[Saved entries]
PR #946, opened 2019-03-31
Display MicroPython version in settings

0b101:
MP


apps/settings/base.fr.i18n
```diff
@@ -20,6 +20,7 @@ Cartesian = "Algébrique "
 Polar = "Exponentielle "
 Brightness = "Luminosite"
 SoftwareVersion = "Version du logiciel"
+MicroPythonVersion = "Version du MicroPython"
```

> _Problem to solve_:
A verbatim transcription is required of the lines from the one with "apps/settings/base.fr.i18n" through the final line of the entries above, and of nothing else.

> _Answer area_:
apps/settings/base.fr.i18n
```diff
@@ -20,6 +20,7 @@ Cartesian = "Algébrique "
 Polar = "Exponentielle "
 Brightness = "Luminosite"
 SoftwareVersion = "Version du logiciel"
+MicroPythonVersion = "Version du MicroPython"
```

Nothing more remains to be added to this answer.